“sad mortality o'ersways their power”
'O'ersways' means overpowers or overrules by superior force — death outweighs brass, stone, earth, and sea in any contest. 'Sad' here means grave or serious, not sorrowful.
“shall beauty hold a plea, Whose action is no stronger than a flower”
The poet casts beauty's struggle against time as a lawsuit it cannot win. 'Hold a plea' means sustain a legal case in court; 'action' is a legal term for a formal suit. Beauty's case collapses because its only evidence — a flower — will not last long enough for the hearing.
historical The sonnet form“wrackful siege of battering days, When rocks impregnable are not so stout, Nor gates of steel so strong but Time decays”
'Wrackful' means causing wreck and ruin — utterly destructive.

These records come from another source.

PR #2500, opened 2025-04-12
Remove extraneous use of sudo from /etc/cron.d/mailinabox-nextcloud

jtickle:
I installed logwatch to be a little more aware of what's going on and noticed that `sudo` was being used regularly throughout the day by root to become www-data and run nextcloud maintenance scripts.

The file `/etc/cron.d/mailinabox-nextcloud` created by setup/nextcloud.sh was created such that it runs as root but then sudo's to www-data to run the nextcloud maintenance commands.

My change just puts `www-data` in the cron user field and eliminates the need for sudo. Tested on my install.


kiekerjan (approved):
Tested, looks good.

JoshData:
TY

PR #1920, opened 2021-02-08
Soften DNSSEC error message for external DNS users

stsievert:
**What does this PR implement?**
This adds some information about the DNSSEC warning for external/custom DNS users.

I spent some time re-enabling DNSSEC through my registrar because of the strong wording in the warning ("resolve this issue immediately.") See https://github.com/mail-in-a-box/mailinabox/issues/404#issuecomment-775205647 for more detail.

PR #2506, opened 2025-05-11
Add external DNS disclaimer for DS records

TheRedCyclops:
This is a rebased and reworded version of this PR: #1920


JoshData:
I don't think it's correct, though. If you are using External DNS, you _don't_ need to resolve the issue because it is not relevant.

And as I think I said in the other PR, there are many status checks that aren't relevant when using External DNS. I would rather have this be consistent for all status checks, otherwise it may create more confusion.

TheRedCyclops:
Is there any plans to implement a switch to disable these? As previously mentioned it can be somewhat confusing to have this many errors which could potentially be hiding other actual errors, I think that it is preferable to at least have a disclaimer to avoid pointless worry

PR #2507, opened 2025-05-18
Fix SOA record check against secondary dns

kiekerjan:
I noticed a mistake made in the check that compares the SOA Record of the box against that of the Secondary DNS. The incorrect variable is used to compare against.
Took the opportunity to add a check against timeout of the SOARecord, to avoid unnecessary checks and warnings.


JoshData:
TY

PR #2508, opened 2025-05-18
Add check on backup to status checks

kiekerjan:
This code adds a check on the backup status. If no backup is made for some time (currently set tot 7 days), or if no backup is made at all, it adds an error to inform the user. It also adds a warning if backups are disabled.


JoshData:
Nice idea.

PR #2509, opened 2025-05-24
Add support for Spamhaus DQS

kiekerjan:
Mail-in-a-Box uses the free blocklists made available by Spamhaus to detect spammy servers, and to verify that our own boxes are not listed with Spamhaus. To do this properly, Mail-in-a-Box includes a local dns resolver (bind) to query the Spamhaus servers.
I recently encountered a limitation with this setup. It turns out that for a number of providers, Spamhaus cannot properly (their words) attribute the DNS queries coming from various VPS providers. For instance [Hetzner](https://www.spamhaus.org/resource-hub/email-security/query-the-legacy-dnsbls-via-hetzner/#the-headlines-for-those-in-a-hurry), [Digital Ocean](https://www.spamhaus.org/resource-hub/email-security/if-you-query-the-legacy-dnsbls-via-digitalocean-move-to-spamhaus-technologys-free-data-query-service/) or [Microsoft](https://www.spamhaus.org/resource-hub/email-security/query-the-legacy-dnsbls-via-microsoft-move-to-spamhaus-technology-s-free-data-query-service/). You can see whether your box is impacted when the Spamhaus DNS blocklists return the code `127.255.255.254`. Mail-in-a-Box recognizes this code, and reports it in the System Status Checks as _"Mail-in-a-Box is configured to use a public DNS server. This is not supported by spamhaus."_ 
Spamhaus also offers a solution: make use of the [Spamhaus Data Query Services](https://www.spamhaus.com/product/data-query-service/). For this you need to create an account with Spamhaus, and configure your DNS queries to make use of the DQS servers.

This pull request adds support for the Spamhaus DQS servers. It configures postfix, spamassassin and the Mail-in-a-Box daemon to use the DQS servers. To enable it, add a line in `/etc/mailinabox.conf` containing: `SPAMHAUS_DQS_KEY=<query_key>` The query_key is the DQS Key that can be generated at https://portal.spamhaus.com/dqs/ If no query key is configured, it defaults to using the public Spamhaus servers, which is what is currently implemented.

I chose to configure this via `/etc/mailinabox.conf`, but if desired I can change it to make use of `/home/user-data/settings.yaml`

Note: If you don´t want to use the Spamhaus DQS, and spamhaus returns the `127.255.255.254` code to your box, that is fine. Mail-in-a-Box recognizes the code and thus ignores this return code. However, you then don´t have the benefit of the Spamhaus bad server reports.

### DIFF
--- a/management/status_checks.py
+++ b/management/status_checks.py
@@ -283,7 +283,7 @@ def run_network_checks(env, output):
 	# by a spammer, or the user may be deploying on a residential network. We
 	# will not be able to reliably send mail in these cases.
 	rev_ip4 = ".".join(reversed(env['PUBLIC_IP'].split('.')))
-	zen = query_dns(rev_ip4+'.zen.spamhaus.org', 'A', nxdomain=None)
+	zen = query_dns(rev_ip4+get_spamhaus_query_url(env, 'zen'), 'A', nxdomain=None)
 	evaluate_spamhaus_lookup(env['PUBLIC_IP'], 'IPv4', rev_ip4, output, zen)
 
 	if not env['PUBLIC_IPV6']:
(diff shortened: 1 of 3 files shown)


kalungia:
Thank you, this is a life saver

myfirstnameispaul:
Also thank you for making it optional.

fm:
Hi @JoshData,

Given the box queries Spamhaus on every connection, and Spamhaus now blocks queries from most VPS public resolvers (in addition to OP's mentions, they also block from [Oracle](https://www.spamhaus.com/resource-center/if-you-query-the-spamhaus-projects-dnsbls-via-oracle-move-to-the-free-data-query-service), [OVH](https://www.spamhaus.com/resource-center/if-you-query-spamhaus-projects-dnsbls-via-ovhclouds-dns-move-to-the-free-data-query-service), and [AWS](https://www.spamhaus.com/resource-center/if-you-query-spamhaus-projects-dnsbls-via-amazon-web-services-dns-move-to-the-free-data-query-service)), it would be great if this could be added as a native setting. Meaning, the ability to specify a DQS key in either the config file or via the UI and use it for all queries. It also helps me see the efficacy of the blocking in Spamhaus' Portal.

Looking forward to your thoughts!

The poet stacks military images: days become battering-rams, time lays siege, and even 'impregnable' rocks (those that cannot be captured by assault) and steel gates must eventually fall. 'Stout' means sturdy or resistant, not fat.
“Time's best jewel from Time's chest lie hid”
The poet imagines beauty as a jewel that belongs to Time — kept in Time's chest (treasure-box), from which there is no escape. The sestet's central question is whether anything can be hidden away from Time, which owns and ultimately claims everything beautiful.
“his spoil of beauty can forbid”
'Spoil' means plunder — what a raider carries off after sacking a city. Time is cast as a conqueror looting beauty; the question is who can 'forbid' (prevent) the robbery. The word carries the full weight of military conquest: beauty is left stripped and ruined.